# 違う景色を見たっていい



## Sammo

Hello. 

Which of these two translations is better for the phrase in the subject for this thread?

1: _It's okay to see things differently._

or

2: _Maybe you'll see things differently._

Or are neither good and there is a better translation?

Thanks in advance!


----------



## SoLaTiDoberman

_It's okay to see different things/views/scenes.
It's okay for you to choose a different* future.*_

Therefore, I think 2 is closer in meaning than 1.


----------



## Sammo

Does that mean you think "_Maybe you'll see things differently" _is a good translation?


----------



## Flaminius

In song lyrics 景色 is often vision, and I think this is how SLTD thought of rendering it into "future."  Perhaps we need more context to nail down what metaphor 景色 is in your text.


----------



## Sammo

Flaminius said:


> In song lyrics 景色 is often vision


 Right and a synonym for "vision" is "perception" which is why I went with "_see things differently_" rather than "_see a different view_"_.  _A later line says 変わる自分に出逢いたい


----------



## SoLaTiDoberman

FTISLAND 16th Single「JUST DO IT」｜DISCOGRAPHY｜FTISLAND official website

JUST DO IT 歌詞 FTIsland ※ Mojim.com

Another problem is that the lyrics maker didn't seem to be a native Japanese speaker.
The lyrics were written in intermingled Japanese and English.
Yet, I think the meaning of the Japanese would be:
"You may choose a different course (in your life.)"
"You may choose a different future."

_*You may see different scenery. (You may see scenery differently.)*_


----------



## Sammo

SoLaTiDoberman said:


> Another problem is that the lyrics maker didn't seem to be a native Japanese speaker.


You're mistaken. The lyrics were written by a native Japanese music artist. In the second link you posted you'll see under 作詞 the name "Tarantula" (タランチュラ). That's this man: Tarantula初ソロアルバムにCradle、Micro、DJ SOULJAHら参加（動画あり）



> The lyrics were written in intermingled Japanese and English.



That's been commonplace in Japanese music for about the last half century if not more.

Really, though all of these links you posted were unnecessary as my question to you was: _Does that mean you think "Maybe you'll see things differently" is a good translation?_

And the reason I asked is because when you asked this:



> Therefore, I think 2 is closer in meaning than 1.



I didn't know if you were asking about your sentence number 2 or my sentence number 2.

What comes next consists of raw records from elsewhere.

PR #153, opened 2023-04-01
ShortGen unit test

SampathKumarAmex:


ndkoval:
Could you please add tests for all standard parameter generators? Please also take a look at #164.

ndkoval:
@SampathKumarAmex, I've looked at the PR and noticed you use `ShortGen` directly. Such a test would be significantly more reliable when using `short` in Lincheck tests. Therefore, I'm declining the PR and opening a GitHub issue #193.

PR #154, opened 2023-04-04
Fix handleExceptionsAsResult documentation

pettermahlen:
The annotation parameter needs to be an array of classes.


ndkoval:
@pettermahlen I have removed this code block from the README. We are also going to handle ALL exceptions as possible results in a next release, so I believe that this API part will no longer be an issue.

PR #155, opened 2023-04-04
ShortGen to kotlin

SampathKumarAmex:


ndkoval:
By the way, what is the purpose of this change? It rewrites only one of the generators from Java to Kotlin. It makes the code less consistent, neither introduces new functionality. We cannot accept this PR.

PR #156, opened 2023-04-05
Add Gradle instructions for Java 9+

pettermahlen:
This may save readers some time trying to figure out how to run their tests.


ndkoval:
@pettermahlen, thanks for the suggestion! We have recently rewritten README, and I hope that it now includes all the necessary information.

I should have specified though that I wanted to know which was better "_It's okay to..._" or "_Maybe you'll..._"_ 


_


----------



## SoLaTiDoberman

Sammo said:


> You're mistaken. The lyrics were written by a native Japanese music artist. In the second link you posted you'll see under 作詞 the name "Tarantula" (タランチュラ). That's this man: Tarantula初ソロアルバムにCradle、Micro、DJ SOULJAHら参加（動画あり）


Thank you for the information.
In that case, we don't have to take into consideration that the Japanese lyrics can be created by a non-native Japanese speaker. However, in that case, you may have to think that the English parts were created by a non-native English speaker unless Tarantula is perfectly bilingual.


Sammo said:


> That's been commonplace in Japanese music for about the last half century if not more.
> 
> Really, though all of these links you posted were unnecessary as my question to you was: _Does that mean you think "Maybe you'll see things differently" is a good translation?_
> 
> And the reason I asked is because when you asked this:
> 
> 
> 
> I didn't know if you were asking about your sentence number 2 or my sentence number 2.


It is *YOUR* number 2 at #1.


Sammo said:


> I should have specified though that I wanted to know which was better "_It's okay to..._" or "_Maybe you'll..._"


In my humble opinion, "it's okay to" and "maybe you'll" mean the same thing after all, in the case of translation from a language to another. They are merely paraphrasing the same idea/concept.
I do care about the difference between "you will see things differently" and "you will see different things."
I think "you will see things differently" means "you will see the same things differently because your subjective vision has changed."
And in "you will see different things,"  the things are not the same, objectively.
If you think "see things differently" and "see different things" can mean the same thing, you can choose whichever.
This is a matter of philosophy, I think.
If you think the two are different, then you should choose "see different things" because the meaning of the lyrics is talking about "choosing another life."


Anyway, you should ask native English speakers or perfect bilinguists, so I will keep my mouth shut regarding your threads. Thanks!


----------



## Sammo

SoLaTiDoberman said:


> I do care about the difference between "you will see things differently" and "you will see different things."
> I think "you will see things differently" means "you will see the same things differently because your subjective vision has changed."
> And in "you will see different things," the things are not the same, objectively.



All right. So then do you think that this attempt is better: _It's okay to take a different view_



SoLaTiDoberman said:


> so I will keep my mouth shut regarding your threads.


 That's not necessary. I still welcome your contributions.   Your note here was helpful. I take all contributions into consideration and factor in what I find to be useful so it's not a problem if you aren't a "perfect bilinguist".


----------



## SoLaTiDoberman

Sammo said:


> So then do you think that this attempt is better: _It's okay to take a different view  ?_


Yes. If "it's okay to take a different view" can mean "it's okay for you to take a different life" figuratively in the English language, I think it's better.


----------